PR #1883, opened 2023-05-09
fixed a_csrs_mmode_only

silabs-mateilga:
This PR fixes an assert that started failing after rvfi started reporting exception triggers.


silabs-robin (approved):
Approving based on:
Offline discussion.
This change is closer to the original intent, and is the simplest fix.
(Note for the potential future: There is a hole inthat  dbg_trigger can mask a real bug, but it is deemed extremely unlikely that something like that would get introduced, etc.)

MikeOpenHWGroup (approved):
Local CI (w/o ImperasDV) passes.

PR #1884, opened 2023-05-09
ci: add benchmarks pass/fail

cathales:


MikeOpenHWGroup:
I still have concerns about adding a performance benchmark tests to a CI regression. It is very costly in terms of time and licenses.  Remember that the goal of a CI regression is to ensure that a pull request doesn't break anything obvious - it is not intended to check all functions.  Performance tests typically take a long time to run and consume valuable licenses so they are not a good fit for CI.  I strongly recommend moving the performance benchmark tests to a weekend regression.

Secondly, I worry about the pass/fail criteria:
```
valid_cycles = {
    'dhrystone': 221425,
    'coremark': 700447,
}
```
That is an extremely precise criteria.  Are we going to reject a pull-request if the coremark benchmark requires 700448 cycles?

MikeOpenHWGroup:
> The sum of all job durations is more than 8 hours

Are you saying that the CI regression requires 8 hours to run?

> So the total [time for benchmarks to run] is 4 minutes

That is what I expected.  Given that I would expect a CI regression to run 15 to 20 minutes, this is a significant increase.

cathales:
It is 8 hours of runner work but as we have several runners handling jobs in parallel, the duration of the whole CI run is about one hour. To put it in a nutshell, the global impact of 4 minutes (for the benchmarks to run) split on 8 runners is 30 seconds.

I would say that the cost is:

- 4 minutes of work for the runners (0.8%)
- 30 seconds of latency for the user, but as the jobs are run only at a specific time in the day, if I submit a PR today I have to wait for tomorrow before I can check the results so I won’t mind the 30 second increase in latency.

MikeOpenHWGroup:
OK, you win @cathales!

Having said that, a one hour CI regression is very long.

PR #1890, opened 2023-05-10
Fixed debug_pc outputs not connected warning in sim

silabs-hfegran:
New signals added to the core caused simulation warnings, hooked these up to respective signals in the testbench to avoid unconnected ports-warning


silabs-mateilga (approved):
approving.

silabs-oysteink (approved):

#### Task requirements:
Nothing in the entries may be left out; each line is to be output exactly.

#### The answer:
PR #1883, opened 2023-05-09
fixed a_csrs_mmode_only

silabs-mateilga:
This PR fixes an assert that started failing after rvfi started reporting exception triggers.


silabs-robin (approved):
Approving based on:
Offline discussion.
This change is closer to the original intent, and is the simplest fix.
(Note for the potential future: There is a hole inthat  dbg_trigger can mask a real bug, but it is deemed extremely unlikely that something like that would get introduced, etc.)

MikeOpenHWGroup (approved):
Local CI (w/o ImperasDV) passes.

PR #1884, opened 2023-05-09
ci: add benchmarks pass/fail

cathales:


MikeOpenHWGroup:
I still have concerns about adding a performance benchmark tests to a CI regression. It is very costly in terms of time and licenses.  Remember that the goal of a CI regression is to ensure that a pull request doesn't break anything obvious - it is not intended to check all functions.  Performance tests typically take a long time to run and consume valuable licenses so they are not a good fit for CI.  I strongly recommend moving the performance benchmark tests to a weekend regression.

Secondly, I worry about the pass/fail criteria:
```
valid_cycles = {
    'dhrystone': 221425,
    'coremark': 700447,
}
```
That is an extremely precise criteria.  Are we going to reject a pull-request if the coremark benchmark requires 700448 cycles?

MikeOpenHWGroup:
> The sum of all job durations is more than 8 hours

Are you saying that the CI regression requires 8 hours to run?

> So the total [time for benchmarks to run] is 4 minutes

That is what I expected.  Given that I would expect a CI regression to run 15 to 20 minutes, this is a significant increase.

cathales:
It is 8 hours of runner work but as we have several runners handling jobs in parallel, the duration of the whole CI run is about one hour. To put it in a nutshell, the global impact of 4 minutes (for the benchmarks to run) split on 8 runners is 30 seconds.

I would say that the cost is:

- 4 minutes of work for the runners (0.8%)
- 30 seconds of latency for the user, but as the jobs are run only at a specific time in the day, if I submit a PR today I have to wait for tomorrow before I can check the results so I won’t mind the 30 second increase in latency.

MikeOpenHWGroup:
OK, you win @cathales!

Having said that, a one hour CI regression is very long.

PR #1890, opened 2023-05-10
Fixed debug_pc outputs not connected warning in sim

silabs-hfegran:
New signals added to the core caused simulation warnings, hooked these up to respective signals in the testbench to avoid unconnected ports-warning


silabs-mateilga (approved):
approving.

silabs-oysteink (approved):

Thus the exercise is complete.